REQUIRED WORK:
Once the line containing "Make the test" is found in the entries below, reproduce it and every line after it, stopping at and including the line containing "and 2.14 nightly."; reproduce nothing else, and keep each line exact.

PROVIDED INFORMATION:
Issue #662, opened 2017-06-01
Update the retain old count test to include Issue#2785


preethit:
https://pulp.plan.io/issues/2785
Check test_retain_old_count test and update if needed
pulp_smash.tests.rpm.api_v2.test_retain_old_count

Ichimonji10:
#666 and #668 verify that `--retain-old-count` works correctly when set to zero. To fully close out this issue, we need tests to verify that `--retain-old-count` works when set to a non-zero value.

PR #666, opened 2017-06-01
Refactor API test for retain_old_count sync option

Ichimonji10:
Make the test shorter and more robust in the face of unexpected
failures.


Ichimonji10:

* F24, F25, RHEL 7
* Pulp 2.13 and 2.14 nightly.

Fixing https://github.com/PulpQE/pulp-smash/issues/662 requires that a CLI test for the `retain_old_count` option be written. In the process of researching how to do that, I read through the corresponding API test in this module, and felt compelled to update it.

PR #670, opened 2017-06-05
Expand CLI test case for `retain_old_count`

Ichimonji10:
The CLI test case for the `retain_old_count` feature already ensures
that the flag works correctly when set to zero. However, it doesn't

RESPONSE TO THIS TASK:
Make the test shorter and more robust in the face of unexpected
failures.


Ichimonji10:

* F24, F25, RHEL 7
* Pulp 2.13 and 2.14 nightly.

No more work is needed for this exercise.